PR #152, opened 2025-08-30
K8s Plugin config and Union controller.

mhotan:
- Update Union operator config with Flyte propeller Kubernetes Plugin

EXERCISE OBJECTIVE -> The response consists of the lines above that contain "Plugin".

ANSWER AREA ->
K8s Plugin config and Union controller.
- Update Union operator config with Flyte propeller Kubernetes Plugin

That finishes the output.